最後は、カメラのフラッシュを直視したような強烈な閃光が弾け、レイの断末魔は光の中に消えた。
彼が完全に蒸発したことで光源が失われ、庭園は再び静かな暗闇へと戻った。
だが、暗闇の中にあっても、光合成を限界まで終えたクリスタルの蓮たちは、満足そうに淡い魔力の光を帯びていた。

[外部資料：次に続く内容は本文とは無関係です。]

PR #173, opened 2026-06-12
6/12/2026

kwcckw:


frame_2D_alg/agg_recursion.py
```diff
@@ -207,9 +208,10 @@ def comp_H(_Nt,Nt, Link):  # tentative pre-comp
     TT= base_comp(_N,N)[0] if full else comp_derT(_N.dTT[1],N.dTT[1]); m,d = vt_(TT, ttN_)
     L = CL(N_=[_N,N], dTT=TT,m=m,d=d,c=_c,r=r, root=rL)
     if N.typ==3 and _N.typ==3 and m*wF > ave*(r+cF):
-        dH,htt,_,_ = comp_H(_N,N, L); r+=R; m+= vt_(htt,ttN_)[0]  # tentative dH, replace if subcomp?
+        # we not really using this dH?
+        dH,htt,_,_ = comp_H(_N,N, L); m+= vt_(htt,ttN_)[0]  # tentative dH, replace if subcomp?
```
kwcckw, line 212: If this dH is tentative and as replacement for subcomp, it should be under else of this trans section?

    if N.typ and m*wN_ > ave*(r+cN_):

frame_2D_alg/agg_recursion.py
```diff
@@ -233,10 +235,9 @@ def comp_H(_Nt,Nt, Link):  # tentative pre-comp
         if   L.m > ave: acc[0]+=L.dTT*L.c; acc[1]+=L.c; acc[2]+=L.r*L.c; L_ += [L];
         elif L.typ==1 and L.d > avd: acc[3]+=L.dTT*L.c; acc[4]+=L.c; acc[5]+=L.r*L.c
         # no pLs?
-    oF = CoF.get()
-    C = oF.c + L.c + L.Nt.c + L.Lt.c + L.Bt.c + L.Ct.c; dTT, R = np.zeros((2,9))
-    for F in oF, L, L.Nt, L.Lt, L.Bt, L.Ct: rc = F.c/C; dTT+=F.dTT*rc; R+=F.r*rc
-    oF.N_ += [L]; oF.dTT=dTT; oF.c=C; oF.r=R
+    oF = CoF.get(); oF.N_ = [L]; 
+    if hasattr(L, 'Nt'): oF.rTT, oF.c, oF.r = sum_vt([oF, L, L.Nt, L.Lt, L.Bt, L.Ct])
```
kwcckw, line 239: I guess we can use sum_vt here instead of summing and dividing them manually?

frame_2D_alg/agg_recursion.py
boris-kz: dH, m should be used if there is no sub_comp, it's a light-weight estimate

frame_2D_alg/agg_recursion.py
boris-kz: that's what I told you
but it's not just Nt, we need to sum all Fts

frame_2D_alg/agg_recursion.py
```diff
@@ -861,7 +865,7 @@ def proj_N(N, dist, A, r, _c, dec=1):  # arg rc += N.rc+Nw, recursively specify
     for L in N.rim:
         proj_TT(L, cos_d,dist,L.r+r,eTT,wTT,dec); c+=L.c
     pTT = iTT + eTT  # proj int,ext links, work the same?
-    oF = CoF.get(); oF.N_=[N]; oF.dTT=pTT; oF.c+=_c; oF.r+=r
+    oF = CoF.get(); oF.N_=[N]; oF.rTT=pTT; oF.c+=_c; oF.r+=r
```
boris-kz, line 868: the name is still dTT

frame_2D_alg/agg_recursion.py
```diff
@@ -324,9 +325,10 @@ def get_exemplars(N_,_r,_c):  # multi-layer non-maximum suppression -> sparse se
             Inh_.update(set(N.rim))  # extend inhibition zone
         else:
             break  # the rest of N_ is weaker, trace via rims
-    oF = CoF.get(); oF.N_ = N_
+    oF = CoF.get()
     if E_:  sum2F(list(E_),oF)  # or default with wc cost?
```
boris-kz, line 329: oF doesn't need full sum2F

frame_2D_alg/agg_recursion.py
```diff
@@ -97,7 +97,8 @@ def cross_comp(root, rr):  # core function mediating recursive rng+ and der+ cro
                 root.Nt = sum2F(G_,root,froot=2); L=len(G_)-1  # or C_ s?
                 if vt_(TT,tAgg)[0]*(wAgg*L) > ave* (r+cAgg*L):  # root brrw| rdn?
                     G_,r = cross_comp(root.Nt,r)  # agg+
-            oF = CoF.get(); oF.N_ = G_ or N_; oF.rTT=TT; oF.c+=c; oF.r+=r
+            oF = CoF.get(); oF.N_ = G_ or N_;
```
boris-kz, line 100: Each function type in oF_ stores all instances in oF.call_ via traced,
and we also need to accumulate call results, such as:

```
if G_:
    oF = CoF.get(); oF.N_+=G_; oF.dTT,oF.c,oF.r = sum_vt(G_)
    # else costs only: len(oF.call)?

```
can this be done in traced() too?

frame_2D_alg/agg_recursion.py
```diff
@@ -783,7 +786,8 @@ def trace_edge(N_,_G_,_TT,_C, r,root):  # cluster contiguous shapes via PPs in e
             else:
                 for N in n_: N.fin=0; N.root=root
     if sum(vt_(TT,root.wTT*ttTrc))*wTrc > (ave+avd)*(r+1+cTrc): _G_+=G_; _TT+=TT;_C+=C  # eval per edge, concat in tile?
-    oF = CoF.get(); oF.N_= G_ or N_; oF.dTT=_TT; oF.c+=_C; oF.r+=r+R/_C
+    oF = CoF.get(); oF.N_= G_ or N_  # do we really need this or N_ here?
```
boris-kz, line 789: we don't, 

            if G_:
                oF = CoF.get(); oF.N_+=G_; oF.dTT,oF.c,oF.r = sum_vt(G_)
                # else costs only: len(oF.call)?

But then, cross_comp oF is redundant to the final clustering oF?

frame_2D_alg/agg_recursion.py
boris-kz: Mechanically yes — `traced` has `out = func(*a, **kw)` in hand, so it can apply your line as a default, given two things:

1. **Return convention**: first element of return is the result node list (`G_`|`L_`|`E_`|`[N]`). Mostly true already (`cross_comp`, `comp_N_`, `comp_C_`, `cluster_N`, `cluster_C`, `get_exemplars`), but not for `proj_N` (returns `pTT,c`), `trace_edge`, `frame_H`. Duck-type: take it only if it's a list of `CF`s.
2. **Late-bound `sum_vt`**: meta_code can't import agg_recursion. `trace_func` already receives `module_dict` — grab `sum_vt` there and bind it module-level, no circular import.

In `traced.inner`, gated so in-body accumulation wins:

```python
out = func(*a, **kw)
if not oF.c:  # no in-body accum, default from result:
    res = out[0] if isinstance(out,tuple) else out
    G_ = res if isinstance(res,list) and res and isinstance(res[0],CF) else []
    if G_: oF.N_+=G_; oF.dTT,oF.c,oF.r = sum_vt(G_)
    # else costs only: fc is static, len(oF.call_) is runtime count, oF.c=0 keeps __bool__ False
```

The else-branch needs nothing: cost-only calls fall out for free via `CF.__bool__`.

But the conceptual issue is that your existing in-body lines don't compute `sum_vt(result)` — they compute function-specific *net* quantities that the return value alone can't yield:

- `cluster_N`: `oF.rTT = sel_TT` (selectivity vs `Ft.root.Lt`), `oF.c = Ft.root.c - Ft.c` — deltas needing `Ft.root`, not gross `sum_vt(G_)`.
- `comp_N_`: `acc` includes pL contributions (`typ=-1`) that are filtered out of returned `L_`, so `oF.dTT ≠ sum_vt(returned L_)`.

If oF value feeds `Fw_` as realized gain per scope, gross `sum_vt(G_)` is also wrong for non-leaf forks: `G_` is built from sub-call outputs already rolled up via `call_`, so gross summation double-counts children and systematically inflates parent oFs relative to leaves. So `traced` can host only the lowest-common-denominator default for leaf-ish functions without explicit accumulation; the net-gain semantics stay in-body, because "value added" depends on what the function does — that's irreducibly per-function.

「ふぅ……。レイ様、完璧な『植物への光照射』、誠にありがとうございました」
私は画面越しに、深く深くお辞儀をした。
もちろん、彼が蒸発した跡に残された大量のレアアイテムや剣は、床下に仕込まれた『自動搬送コンベア』へと吸い込まれ、カラカラと私の口座へ変換されていく。
「おかげさまで、当ダンジョンの植物たちは無事に光合成を終え、素晴らしい魔力果実を実らせてくれることでしょう。いやはや、一流の目立ちたがり屋は、照明設備としても超一流ですね」
チャリン、チャリン、チャリン!!!
莫大なDPと、光合成を終えた美しい植物たち。
私はプルプルと心地よい弾力を味わいながら、宣言した。
「さて、皆様。照明問題も無事に解決し、資金も潤沢です。……次は、第12区画の『BGM(音響設備)』にでも着手しましょうか。引き続き、当ダンジョンのエコな運営をよろしくお願いいたしますね」
今日もまた、エセルガルドの平和と、私の完璧なテラリウムは保たれたのである。